Solution: If you want to monitor what the SharePoint crawler is doing, you can watch the Threads Accessing Network, Filtering Threads and Idle Threads from the OSS Search Gatherer category in Performance Monitor during a content crawl.
In my development VM, I see that the number of filtering threads stays at around 20 and the number of idle threads around 12 for the duration of the crawl which means that an average of 8 threads are being used by the gatherer process.
In SharePoint 2010, you can control the content crawl rate at the search service application level by using Crawler Impact Rules. By default, the number of simultaneous requests changes dynamically based on the server hardware and utilization. Crawler impact rules are often used to throttle the request rate for external websites. You can manage crawler impact rules in Central Administration > Search Service Application > Crawler Impact Rules.
Next, let’s create a new crawler impact rule to limit the number of simultaneous requests to 2 using the * site name wildcard to apply the rule to all sites.
If we keep an eye on the performance counters this time, we can see that now the difference between the number of filtering and idle threads during a crawl equals to 2 (11 filtering threads and 9 idle threads in the example below).

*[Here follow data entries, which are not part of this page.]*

PR #644, opened 2025-08-19
feat: permitReserve & setUserPositionManagerWithSig

### LINKED ISSUE #576: Permit functions on Spoke
- Add permit functions to Spoke
- Evaluate which pattern we wanna use (normal permit vs permit2 vs ...)
- Does anything to do with PositionManager?

DhairyaSethi:
closes #576 

- uses Solady EIP712 to save on codesize & runtime gas costs.
  - contract is backwards compatible when we add upgradeability (see `_cachedDomainSeparatorInvalidated`)
- adds `permitReserve` to facilitate supplyWithPermit & repayWithPermit flows using multicall
  - spender is enforced as the reserve's hub
  - had to reintroduce `underlying` on the reserve struct since we consume permit on the token. gas diff is negligible since it takes the first slot & is never used anywhere except here
- adds `setUserPositionManagerWithSig ` to approve/revoke approval for a posm through a 712-typed signature
  - enables having complete gas sponsorship UX using posm - only 1 user sig approving posm would be required
  - uses forge's new `eip712` cheatcodes to validate typehash integrity

### DIFF
--- a/foundry.toml
+++ b/foundry.toml
@@ -19,6 +19,7 @@ include = ["src/libraries/types/EIP712Types.sol"]
 
 [lint]
 ignore = ["src/dependencies/**/*", "tests/**/*"]
+lint_on_build = false
 
 [profile.default.fuzz]
 runs = 1000


tests/gas/Spoke.Operations.gas.t.sol
```diff
@@ -19,11 +19,6 @@ contract SpokeOperations_Gas_Tests is Base {
 
   function test_supply() public {
     vm.startPrank(alice);
-    vm.startSnapshotGas('Spoke.Operations', 'supply + enable collateral');
-    spoke1.supply(_daiReserveId(spoke1), 100e18, alice);
-    spoke1.setUsingAsCollateral(_daiReserveId(spoke1), true, alice);
-    vm.stopSnapshotGas();
-
```
yan-man, line 27: why this part removed?

tests/unit/Spoke/Spoke.SetUserPositionManagerWithSig.t.sol
```diff
@@ -0,0 +1,210 @@
...
+      params.user,
+      params.approve,
+      params.deadline,
+      v,
+      r,
+      s
+    );
+  }
+
+  function test_setUserPositionManagerWitSig() public {
```
yan-man:
```suggestion
  function test_setUserPositionManagerWithSig() public {
```

tests/gas/Spoke.Operations.gas.t.sol
DhairyaSethi: bc it's replaced with multicall below, this was showcasing two independant txns total gas, but would always batch through multicall now (for non smart accounts)

src/contracts/Spoke.sol
```diff
@@ -382,6 +409,32 @@ contract Spoke is ISpoke, Multicall, AccessManaged {
...
+    uint256 deadline,
+    uint8 v,
+    bytes32 r,
+    bytes32 s
+  ) external {
+    DataTypes.Reserve storage reserve = _reserves[reserveId];
+    address underlying = reserve.underlying;
+    require(underlying != address(0), ReserveNotListed());
+    try
+      IERC20Permit(underlying).permit({
```
yan-man, line 454: could also read from hub asset instead of reintroducing underlying field; any opposition to that approach?

DhairyaSethi: had it before but it costs more to read unnecessarily (bc this is supposed to be used as supply with permit & repay with permit flows of v3 with the multicall)

and the cost of reintroducing underlying here is minimal, bc it takes an independent slot and doesn't affect existing gas costs

tests/unit/Spoke/Spoke.SetUserPositionManagerWithSig.t.sol
```diff
@@ -0,0 +1,211 @@
...
+      params.deadline,
+      v,
+      r,
+      s
+    );
+
+    assertEq(spoke1.isPositionManager(user, params.positionManager), params.approve);
+  }
+
+  function test_useNonce_monotonic(bytes32) public {
```
yan-man, line 199: is this bytes32 input needed here

DhairyaSethi: it's not an input, it's a symbolic test (see setArbitraryStorage) this just makes it run for higher number of runs 
the fuzz input isn't used but rather symbolic value is generated through vm.random*

yan-man: hm not exactly a symbolic test i think, but i see - fuzz input just used for runs

src/contracts/Spoke.sol
```diff
@@ -1239,6 +1298,24 @@ contract Spoke is ISpoke, Multicall, AccessManaged {
...
+    return ('Spoke', '1');
+  }
+
+  function _useNonce(address user) internal returns (uint256) {
+    unchecked {
+      return _nonces[user]++;
+    }
+  }
+
+  function _setUserPositionManager(address positionManager, address user, bool approve) private {
```
yan-man: nit: private method perhaps after internal

tests/gas/Spoke.Operations.gas.t.sol
```diff
@@ -194,4 +188,104 @@ contract SpokeOperations_Gas_Tests is Base {
     vm.snapshotGasLastCall('Spoke.Operations', 'updateUserDynamicConfig: 2 collaterals');
     vm.stopPrank();
   }
+
+  function test_multicall_ops() public {
```
yan-man, line 192: think we should add equivalent of this into spoke.supply and spoke.repay tests or maybe in spoke multicall

tests/unit/Spoke/Spoke.SetUserPositionManagerWithSig.t.sol
DhairyaSethi: no this is exactly how to write symbolic tests with foundry, the runner just needs to be an smt to solve it and forge just does the random storage bc of `vm.setArbitraryStorage(address(spoke1));`

src/libraries/types/EIP712Types.sol
```diff
@@ -0,0 +1,20 @@
+// SPDX-License-Identifier: BUSL-1.1
```
yan-man: should we use a diff license here?

tests/unit/Spoke/Spoke.SetUserPositionManagerWithSig.t.sol
DhairyaSethi: it's just to prove that nonce always increases by one

tests/gas/Spoke.Operations.gas.t.sol
DhairyaSethi: we do have some on spoke.multicall but yeah we can more scenarios later, not worth the effort rn

src/libraries/types/EIP712Types.sol
DhairyaSethi: yeah good catch fixing

tests/gas/Spoke.Operations.gas.t.sol
yan-man: yeah doesnt necessarily need to be in this pr

src/contracts/Spoke.sol
```diff
@@ -382,6 +409,32 @@ contract Spoke is ISpoke, Multicall, AccessManaged {
     emit SetUserPositionManager(onBehalfOf, msg.sender, false);
   }
 
+  /// @inheritdoc ISpoke
+  function permitReserve(
```
yan-man, line 441: a *little* bit misleading bc spender is actually the reserve hub but understand

DhairyaSethi: yeah open to naming suggestion, i think current makes sense tbh 

your suggestion is permitReserveHub? can do tbh

Issue #609, opened 2025-08-07
opt: unchecked arithmetic wherever applicable


DhairyaSethi:
- AssetLogic: all index delta cals

PR #646, opened 2025-08-19
opt: optimally order hub struct, uncheckedSub

DhairyaSethi:
addresses #609


src/contracts/Hub.sol
```diff
@@ -702,40 +699,38 @@ contract Hub is IHub, AccessManaged {
...
   }
 
   function _validateEliminateDeficit(
-    DataTypes.Asset storage asset,
     DataTypes.SpokeData storage spoke,
     uint256 amount
   ) internal view {
     require(spoke.active, SpokeNotActive());
-    require(amount != 0 && amount <= asset.deficit, InvalidDeficitAmount());
+    require(amount > 0, InvalidDeficitAmount());
```
yan-man, line 725: question about this update, does the amount <= asset.deficit happen elsewhere and is unneeded here @DhairyaSethi ?

DhairyaSethi: happens on line 303

Issue #72, opened 2025-01-15
Settle on Solidity version


yan-man:
Some considerations:

> using a newer version can be problematic for i) integrations and ii) chain support.
> For i, solvable if we create interfaces/libs with flexible enough sol version. For ii, better off checking if it’s really an issue or it was just push0 the only one that caused issues in the past.

> for ii) it’s not a matter of solc but rather evm_version wrt supported opcodes, we can stick to an older globally supported version like paris. although idt push0 is an issue on most chains anymore as discussed before. 
> having a higher solc is good for optimizations and most importantly bug fixes, there have been known issues in the compiler with as late as 0.8.22 https://github.com/ethereum/solidity/blob/develop/docs/bugs_by_version.json#L1881
> so imo we should take the last stable version, if going with require(customError) then the last version which allowed its use w/o ir pipeline would be best imio

Reference: https://www.notion.so/V4-Code-Conventions-17a9d63a22de80898fb0ee1f6df6038b?d=17a9d63a22de80e9b460001c90f280d4&pvs=4#17a9d63a22de80d1b208c57aa1183ca9

DhairyaSethi:
note: specify optimizer settings explicitly, more info see https://github.com/bgd-labs/aave-proposals-v3/issues/570

DhairyaSethi:
IMP NOTE
currently we use `> 0` (& gt(X, 0)) for non zero checks bc it's cheaper on push0 chains than != 0 (since gt(x, 0) is gt(2), push0(3), and iszero(iszero(X)) is iszero (3) x2)

yan-man:
done in https://github.com/aave/aave-v4/pull/791

PR #647, opened 2025-08-19
fix: license updated on .sol files

CanonicalJP:
updated license in all .sol files to 

```
// SPDX-License-Identifier: UNLICENSED
```


src/contracts/AssetInterestRateStrategy.sol
```diff
@@ -1,4 +1,5 @@
-// SPDX-License-Identifier: MIT
+// SPDX-License-Identifier: UNLICENSED
+// Copyright (c) 2025 Aave Labs
 pragma solidity ^0.8.10;
```
yan-man, line 3: can be done on a separate PR but we should maintain some consistency on the solidity versions across the files too: https://github.com/aave/aave-v4/issues/72

Issue #645, opened 2025-08-19
reduce spoke codesize


DhairyaSethi:
main opts:
- move logic to ext lib
- via_ir config separate compilation profile for the spoke

PR #648, opened 2025-08-20
feat: extract user account logic to external lib

DhairyaSethi:
for #645


The-3D:
closed as it has been replaced by #666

The performance counters confirmed that our new crawler impact rule is working. Be careful when you delete a crawler impact rule though! I’ve seen it a number of times in different SharePoint farms that SharePoint remembers and keeps using the last deleted crawler impact rule. I verified it by monitoring the performance counters – the deleted crawler impact rule remains in effect until the the SharePoint Server Search 14 service is restarted (or a new rule is added that overrides the deleted rule settings). So remember – restart the SharePoint Server Search 14 windows service after deleting a crawler impact rule!